Multifunctional Nanofibrous Hollow Microspheres for Enhanced Periodontal Bone Regeneration

Abstract Destructive periodontitis destroys alveolar bone and eventually leads to tooth loss. While guided bone regeneration, which is based on creating a physical barrier to hinder the infiltration of epithelial and connective tissues into defect sites, has been widely used for alveolar bone regeneration, its outcomes remain variable. In this work, a multifunctional nanofibrous hollow microsphere (NFHMS) is developed for enhanced alveolar bone regeneration. The NFHMS is first prepared via combining a double emulsification and a thermally induced phase separation process.

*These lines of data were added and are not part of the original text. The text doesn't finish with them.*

PR #596, opened 2023-08-30
code for - KTLN-616: Comparator in Kotlin

vinaywadhwa:


core-kotlin-modules/core-kotlin-8/src/test/kotlin/com/baeldung/comparator/ComparatorExample.kt
```diff
@@ -0,0 +1,68 @@
...
+    fun `when custom comparator used to sort list then list sorted correctly`() {
+        val words = listOf("apple", "blueberry", "cherry", "date")
+        val lengthComparator = object : Comparator<String> {
+            override fun compare(string1: String, string2: String): Int {
+                // return 0 if strings are of equal length, a negative number if the first string is shorter than the second one, or a positive number otherwise
+                return string1.length - string2.length
+            }
+        }
+        assertIterableEquals(words.sortedWith(lengthComparator), listOf("date", "apple", "cherry", "blueberry"))
+        assertIterableEquals(words.sortedWith(compareBy(String::length)), listOf("date", "apple", "cherry", "blueberry"))
```
KevinGilmore, line 18: In all the assertIterableEquals calls, the expected value should be the first argument, and the actual value should be the second argument.

PR #606, opened 2023-09-07
KTLN-655: Kotlinx Serialization Inheritance

dariusandz:


kotlin-libraries-data/src/test/kotlin/com/baeldung/serialization/kotlinx/polymorphism/ClosedPolymorphismSerializationUnitTest.kt
```diff
@@ -0,0 +1,85 @@
...
+
+import kotlinx.serialization.SerialName
+import kotlinx.serialization.Serializable
+import kotlinx.serialization.encodeToString
+import kotlinx.serialization.json.Json
+import org.assertj.core.api.Assertions.assertThat
+import org.junit.jupiter.api.Test
+
+@Serializable
+sealed class Shape
```
Bwvolleyball, line 11: Don't forget to add the extra base property to this object here as well.

dariusandz: Done

PR #609, opened 2023-09-10
Insertion sort

kanake10:


core-kotlin-modules/core-kotlin-datastructures/src/main/kotlin/com/baeldung/insertionsort/SortArray.kt
```diff
@@ -0,0 +1,27 @@
...
+    val people = arrayOf(
+        Person("Alice", 30),
+        Person("Bob", 25),
+        Person("Charlie", 35),
+        Person("David", 28)
+    )
+    insertionSortByAge(people)
+    for (person in people) {
+        println("${person.name}, ${person.age}")
+    }
```
Bwvolleyball, line 26: The snippets in the draft make this look like test assertions, should we actually call this sort in a test instead and verify which elements end up in which position?

core-kotlin-modules/core-kotlin-datastructures/src/main/kotlin/com/baeldung/insertionsort/SortIntArray.kt
```diff
@@ -0,0 +1,23 @@
...
+    }
+}
+
+fun insertionSortWithIntArray() {
+    val myArray = intArrayOf(5, 2, 9, 3, 6)
+    insertionSort(myArray)
+    println("Sorted Array:")
+    for (element in myArray) {
+        println(element)
+    }
```
Bwvolleyball, line 20: Same with this part, it feels like we should have a test that is asserting the final order of the now sorted array.

PR #642, opened 2023-10-04
Update insertion

kanake10:


core-kotlin-modules/core-kotlin-datastructures/src/test/kotlin/com/baeldung/insertionsort/SortArrayTest.kt
```diff
@@ -14,7 +14,7 @@ fun insertionSortByAge(people: Array<Person>) {
         val key = people[i]
         var j = i - 1
 
-        while (j >= 0 && people[j].age > key.age) {
+        while (j >= 0 && people[j].compareTo(key) > 0) {
```
Bwvolleyball, line 17: Let's update this PR as well to be:
```suggestion
        while (j >= 0 && people[j] > people[i]) {
```

PR #528, opened 2023-10-28
✨ feat: support asterisk in license feature list

cosmos-explorer:
Previously, we need to list all features in the license. User need to regenerate the license whenever we add a new feature.
To avoid this, the current PR supports **asterisk(*)** for all features.


deleteLater (approved):
LGTM

PR #529, opened 2023-10-31
🧹 refactor: change the way audit logs are written

deleteLater:
This new way helps us eliminate more code and makes it easier to maintain. In addition to this, this PR also deletes the segment cache when a segment is deleted.


cosmos-explorer (approved):
LGTM

PR #530, opened 2023-11-02
🧹 refactor: rename account to organization

cosmos-explorer:
The present PR has two purposes:

1.  The account here is previously indeed organization, so it's better to rename it to organization
2. We are going to introduce a new entity: **Account**, it would be a higher level of organization. This would be done in a future PR very soon

This PR brings some breaking changes, be sure to run the following code against your mongodb:
```javascript
const cursor = db.Policies.find({ "statements.resourceType": "account" });

cursor.forEach(doc => {
  doc.statements.forEach(statement => {
    if (statement.resourceType === "account") {
      statement.resourceType = "organization";
      statement.resources = statement.resources.map(resource => resource.replace(/^account\//, "organization/"));
    }
  });

  db.Policies.updateOne({ _id: doc._id }, { $set: { statements: doc.statements } });
});
```

### DIFF
--- a/infra/mongodb/docker-entrypoint-initdb.d/init.js
+++ b/infra/mongodb/docker-entrypoint-initdb.d/init.js
@@ -97,10 +97,10 @@ db.Policies.insertOne(
         statements: [
             {
                 _id: getUUIDString(),
-                resourceType: "account",
+                resourceType: "organization",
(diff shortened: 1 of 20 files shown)


deleteLater (approved):
LGTM

PR #532, opened 2023-11-07
🖍 style: extend length of selection item content of nz-select component

### LINKED ISSUE #506: [Bug][Good First Issues]: Inconvinient to overview my feature flag configuration
### What happened?

We have a lot of user segments, we have used it to do some beta testing, experimental features and also AB testing.
I am trying to use FeatBit to solve the orthogonality requirement of our AB testing.

But we all find it very inconvenient that we can't easily see our segment's name.  As the figure below shows, I can't easily see the difference between each segment.

I'd say that the length of the segment name can easily exceed the display limit you set by default.

I hope you can solve this little problem in the near future.

:D

### To Reproduce

image

### Expected behavior

_No response_

### Additional context

_No response_

### Code of Conduct

mucoban:
Length of selection item content of nz-select component are extended so segment titles wouldn't exceed its limit easily
Screenshot 2023-11-07 at 13 44 05

fixed #506

### DIFF
--- a/modules/front-end/src/locale/messages.xlf
+++ b/modules/front-end/src/locale/messages.xlf
@@ -2634,6 +2634,88 @@
           <context context-type="linenumber">34</context>
         </context-group>
       </trans-unit>
+      <trans-unit id="core.components.findrule.if" datatype="html">
+        <source>If</source>
+        <context-group purpose="location">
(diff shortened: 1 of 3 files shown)


cosmos-explorer (approved):
LGTM

PR #533, opened 2023-11-08
✨ feat: webhooks

deleteLater:
Allow users to subscribe to flag and segment changes


deleteLater:
There will have some other webhook features be done in other PRs

- add human-readable changes description to our webhook payload
- view webhook logs

modules/front-end/src/app/core/services/handlebars.service.ts
```diff
@@ -0,0 +1,32 @@
...
+@Injectable({
+  providedIn: 'root',
+})
+
+export class HandlebarsService {
+
+  private _initialized = false;
+
+  init() {
+    if (this._initialized) {
```
cosmos-explorer, line 14: Can't we put this logic in constructor? Services are singletons

modules/front-end/src/app/core/services/monaco-service.ts
```diff
@@ -0,0 +1,65 @@
...
+@Injectable({
+  providedIn: 'root',
+})
+
+export class MonacoService {
+
+  private _initialized = false;
+
+  init() {
+    if (this._initialized) {
```
cosmos-explorer, line 15: Can't we put this logic in constructor? Services are singletons

cosmos-explorer:
image
Maybe use another separator here?

cosmos-explorer (approved):
LGTM

PR #539, opened 2023-11-10
🖍 style: fix select component style in flag details page

deleteLater:
This PR

- fixed the select component's selection item not centered problem
- reverting an abnormal i18n change introduced by #532

## Before

before
before-2

## After

after
after-2


cosmos-explorer (approved):
LGTM

Issue #370, opened 2023-05-18
[Good First Issues]: Fix CommonJS dependency warnings


deleteLater:
# Description

If you run our frontend project with `npm run start`, you can see these warnings. We're planning to fix these warnings.

![image](https://github.com/featbit/featbit/assets/34052208/3d75e63d-2ec3-4f87-b8bc-350302d7e977)

# Scope

- Service: UI

# Setup dev environment

Please read the [doc](../blob/main/Development.md) to set up your development environment.

# Deadline

We usually give 2 weeks for a feature request, which means you have 2 weeks to implement the feature starting from the
day it is assigned to you. If you have any difficulties, please contact us in [Slack](https://join.slack.com/t/featbit/shared_invite/zt-1ew5e2vbb-x6Apan1xZOaYMnFzqZkGNQ).

# How to implement

1. Fork the FeatBit repository.
2. Create a branch issues-{issues number}
3. Implement the task based on Description and Scope mentioned above.
4. Submit your PR

If the feature is UI related, make sure you complete the following tasks before submit your PR:

- merge featbit main branch into your working branch
- run `npm run i18n`
- commit **messages.xlf & messages.zh.xlf** file changes (if any)

# Contribution points

Each contribution counts a certain number of points, depending on its difficulty. Contributors earn the appropriate
points when the work is merged. Contribution points are used to describe the contributions that contributors have made.
They can also be used to receive rewards for community events. You can view the current community submissions on a
public [google sheet](https://docs.google.com/spreadsheets/d/1ukyXgi_jRPeXj7EAST0IrnPfLOQ6xDBkcyAJY9N-Yb4/edit#gid=1117970540).

Points: 12

# How to claim to solve the issue

If you want to implement this function, please leave a comment in this issue like:

> I'd like to implement this function, please assign this issue to me.

cosmos-explorer:
@defqd just assigned the issue to you, thank you

deleteLater:
Hi @defqd :wave:

I recommend that you separate the solution into multiple PRs, one for each of the following:

- lodash
- momentjs
- prismjs

This will make it easier for us to focus on each change individually, and it will also make it easier to merge the changes once they have been reviewed.

deleteLater:
Replace `loadsh` with `lodash-es`: #378

yashchaddha:
I would like to work on this issue, hence would like to request for it to be assigned to me 
Thanks in advance

deleteLater:
[...]

PR #540, opened 2023-11-12
🧹refactor(front-end): add allowedCommonJsDependencies to angular.json

fMoro1999:
The following PR aims to remove the annoying allowed common js dependencies warning (#370)

### DIFF
--- a/modules/front-end/angular.json
+++ b/modules/front-end/angular.json
@@ -55,7 +55,11 @@
                 "src/"
               ]
             },
-            "scripts": []
+            "scripts": [],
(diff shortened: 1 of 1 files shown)


cosmos-explorer:
Hello @fMoro1999 , what we planned to do for this issue is to fix the warning instead of ignoring it. You can for example try to find an alternative of momentjs, date-fns (https://date-fns.org/) for example, and replace all usage of momentjs

fMoro1999:
My bad, I misunderstood. Maybe, when I have more time I will give it a go! Thank you by the way!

Next, E7, a short peptide with high specific affinity to bone marrow‐derived stem cells (BMSCs), is conjugated onto the surface of NFHMS. After that, bone forming peptide (BFP), a short peptide derived from bone morphology protein 7 is loaded in calcium phosphate (CaP) nanoparticles, which are further encapsulated in the hollow space of the NFHMS‐E7 to form NFHMS‐E7‐CaP/BFP. The NFHMS‐E7‐CaP/BFP selectively promoted the adhesion of BMSCs and expelled the adhesion of fibroblasts and epithelial cells. In addition, the BFP is sustainedly released from the NFHMS‐E7‐CaP/BFP to enhance the osteogenesis of BMSCs. A rat challenging fenestration defect model showed that the NFHMS‐E7‐CaP/BFP significantly enhanced alveolar bone tissue regeneration. This work provides a novel bioengineering approach for guided bone regeneration.